Users are unable to log in to Confluence (LDAP: error code 49, data 52e)
Users are unable to log in. Nothing has changed in Confluence side.
The following appears in the
2017-10-25 14:13:07,009 ERROR [scheduler_Worker-3] [atlassian.crowd.directory.DbCachingDirectoryPoller] pollChanges Error occurred while refreshing the cache for directory [ 31064065 ]. com.atlassian.crowd.exception.OperationFailedException: Error looking up attributes for highestCommittedUSN at com.atlassian.crowd.directory.MicrosoftActiveDirectory.fetchHighestCommittedUSN(MicrosoftActiveDirectory.java:847) ... Caused by: org.springframework.ldap.AuthenticationException: [LDAP: error code 49 - 80090308: LdapErr: DSID-0C09042F, comment: AcceptSecurityContext error, data 52e, v2580 ]; nested exception is javax.naming.AuthenticationException: [LDAP: error code 49 - 80090308: LdapErr: DSID-0C09042F, comment: AcceptSecurityContext error, data 52e, v2580 ]

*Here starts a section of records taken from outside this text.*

PR #4076, opened 2020-05-08
Use HTTP for Guild.query_members

iomintz:
## Summary

This changes Guild.query_members to use the new HTTP endpoint, which should alleviate some timeout issues.

## Checklist

- [ ] This PR fixes an issue.

## Remarks

I'm not sure what to do with the now-unused query_members functionality in the state class.

### DIFF
--- a/discord/guild.py
+++ b/discord/guild.py
@@ -1842,14 +1842,14 @@ class Guild(Hashable):
         Request members that belong to this guild whose username starts with
         the query given.
 
-        This is a websocket operation and can be slow.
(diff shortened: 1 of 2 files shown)


Rapptz:
No thanks. The http method is slower than the gateway method. In fact the http method internally on discord is just an rpc call to the gateway.

iomintz:
I created this PR because the current method times out for me whereas the HTTP call is instant. If there's something I should be doing differently please let me know.

PR #4080, opened 2020-05-08
Adjust `GuildChannel.permissions_for` to accept either a `Member` or `Role` object

LaughLax:
### Summary

This pull request adjusts the `GuildChannel.permissions_for` method to accept either a `Member` or `Role` object, rather than only a `Member` object.

This is my first contribution. I'm not sure how to test it and I don't expect it to be perfect on the first try; please be gentle 😅

### Checklist

- [ ] This PR fixes an issue.

### DIFF
--- a/discord/abc.py
+++ b/discord/abc.py
@@ -37,6 +37,7 @@ from .role import Role
 from .invite import Invite
 from .file import File
 from .voice_client import VoiceClient
+from .member import Member
 from . import utils
 
 class _Undefined:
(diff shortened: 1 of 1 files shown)


LaughLax:
The use case for this is to avoid needing such a code snippet to see what access a role generally has for a channel. The required snippet would be larger than the three lines you suggested, for reasons that are handled within `permissions_for` but not within `overwrites_for`. For example, this ruleset:

> `@everyone` is denied `read_messages` for the channel `#hidden-channel`.
> `@ExampleRole` is granted the `Administrator` permission.

In this situation, a person with `@ExampleRole` has all permissions for `#hidden-channel`, but both code snippets would show "False" for the `view_channel` permission.

Likewise, this rule:

> `@ExampleRole` is denied `read_messages` for the channel `#hidden-channel`.

`@ExampleRole` should show no permissions of any kind for `#hidden-channel`. However, my testing of the first code snippet incorrectly shows certain permissions as true for that channel (for example, `read_history`).

These cases are all handled already within `permissions_for`, but not within `overwrites_for`. So, the use case for this is to avoid needing those suggested three lines *plus* implicit permissions handling (which takes 10 lines of code in `permissions_for`) any time I (or another lib user) want to check what access a role generally has for a channel.

Part of why it feels a little "tacked on" is because I'm not fully familiar which permission cases are handled elsewhere and which would still need to be handled within `permissions_for(role)`. I'm confident the code I submitted will handle them properly, but obviously it could be a bit more efficient if unnecessary code were bypassed. For the moment, I'll seek answers to these questions and report back:

* Are the `@everyone` permissions already built into the `Role`'s `Permissions` object?
* Are the `@everyone` channel overwrites already built into the `Role`'s channel overwrites?

sergree:
Faced the same problem. My temporary solution posted at Discord API guild: https://discordapp.com/channels/81384788765712384/381889733053251584/721445956607934544

PR #4090, opened 2020-05-11
implement AllowedMentions.__repr__

iomintz:
## Summary

Adds a repr to AllowedMentions for debugging.

## Checklist

- [ ] This PR fixes an issue.

### DIFF
--- a/discord/mentions.py
+++ b/discord/mentions.py
@@ -96,3 +96,6 @@ class AllowedMentions:
         users = self.users if other.users is default else other.users
         roles = self.roles if other.roles is default else other.roles
         return AllowedMentions(everyone=everyone, roles=roles, users=users)
+
+    def __repr__(self):
+        return '{0.__class__.__qualname__}(everyone={0.everyone}, users={0.users}, roles={0.roles})'.format(self)


discord/mentions.py
```diff
@@ -96,3 +96,6 @@ def merge(self, other):
         users = self.users if other.users is default else other.users
         roles = self.roles if other.roles is default else other.roles
         return AllowedMentions(everyone=everyone, roles=roles, users=users)
+
+    def __repr__(self):
+        return '{0.__class__.__qualname__}(everyone={0.everyone}, users={0.users}, roles={0.roles})'.format(self)
```
Rapptz, line 101: This doesn't really follow the format of the other `__repr__` in the library.

iomintz: If you're referring to the parentheses rather than angle brackets, I did it this way to follow the format of other simple data classes with no additional state in the library, such as EmbedProxy and PartialEmoji before the Asset redesign. Additionally it follows the Python convention of making eval(repr(x)) == x where possible, and using the angle brackets style where it's not.

PR #4097, opened 2020-05-15
Added on_socket_response to the events

applebee1558:
This adds the un-documented on_socket_response event to the api docs

### Summary

It adds the undocumented event on_socket_response to the api documentation

### Checklist

- [ ] This PR fixes an issue.

### DIFF
--- a/docs/api.rst
+++ b/docs/api.rst
@@ -210,6 +210,21 @@ to handle it, which defaults to print a traceback and ignoring the exception.
                     WebSocket library. It can be :class:`bytes` to denote a binary
                     message or :class:`str` to denote a regular text message.
 
+.. function:: on_socket_response(payload)
+    
+    Called after the socket data is decoded. This data is decoded
+    from discord's ETF format.
+    
+    This is useful for debugging purposes if you do not want to manually
+    decode the ETF through the on_socket_raw_send event or if you want
+    to intercept payloads from the gateway and do something with it.
+    
+    .. note::
+        This is only for the messages received from the client
+        WebSocket. The voice WebSocket will not trigger this event.
+     
+    :param payload: The websocket payload decoded into a :class `dictionary`.
+
 .. function:: on_typing(channel, user, when)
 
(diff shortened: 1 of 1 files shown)


docs/api.rst
```diff
@@ -210,6 +210,21 @@ to handle it, which defaults to print a traceback and ignoring the exception.
...
+    
+    This is useful for debugging purposes if you do not want to manually
+    decode the ETF through the on_socket_raw_send event or if you want
+    to intercept payloads from the gateway and do something with it.
+    
+    .. note::
+        This is only for the messages received from the client
+        WebSocket. The voice WebSocket will not trigger this event.
+     
+    :param payload: The websocket payload decoded into a :class `dictionary`.
```
ShineyDev, line 226:
```suggestion
    :param payload: The websocket payload decoded into a :class:`dictionary`.
```

Vexs:
This event is intentionally undocumented as the dictionary is modified by the time it is listened to, and largely useless/unreliable.

applebee1558:
What do you mean by modified by the time it is listened to? Based on looking in gateway.py, it seems to send this event right after the payload is loaded/decoded from json. Is this more or less supposed to be something internal?

Vexs:
The dictionary is passed as a reference, and event listens will happen at an indeterminate time, which is going to be after the library removes keys from the dict. Some things may not be removed because of the aforementioned indeterminate time of events happening.

applebee1558:
Would it be better if a new event was made and this one being deprecated? Such as something like on_socket_event with the raw string that isn't json-decoded but also already converted from the etf.

Rapptz:
This event is intentionally undocumented and there are no alternatives on purpose (producing a copy of a dictionary would be a high penalty for those who don't subscribe to it).

Vexs:
As nothing in the library actually listens to socket_response in the library, and it's an undocumented method (ie, safe to break), just moving it before the json parse seems most fitting.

LDAP Error 49 data 52e means that the credentials of the user configured to bind LDAP directory with Confluence are incorrect, as described here: https://confluence.atlassian.com/kb/common-user-management-errors-820119309.html#CommonUserManagementErrors-ActiveDirectoryError49
This can happen when that user is either removed or has its password changed from LDAP side.
Follow the steps outlined at Restore Passwords To Recover Admin User Rights. By doing so, you'll be able to access the User Directory settings and change the "Username" field with a valid admin user or change the "Password" field with the new password, allowing Confluence to connect to LDAP.
Alternatively, you can run the following query against your database to find out which one is the admin account that Confluence uses to connect to the LDAP:
SELECT * FROM cwd_directory_attribute WHERE attribute_name = 'ldap.userdn';
Note: The query may return multiple results in case you have more than one User Directory in your Confluence instance.
Re-adding the user back to the LDAP with the same password should resolve the issue.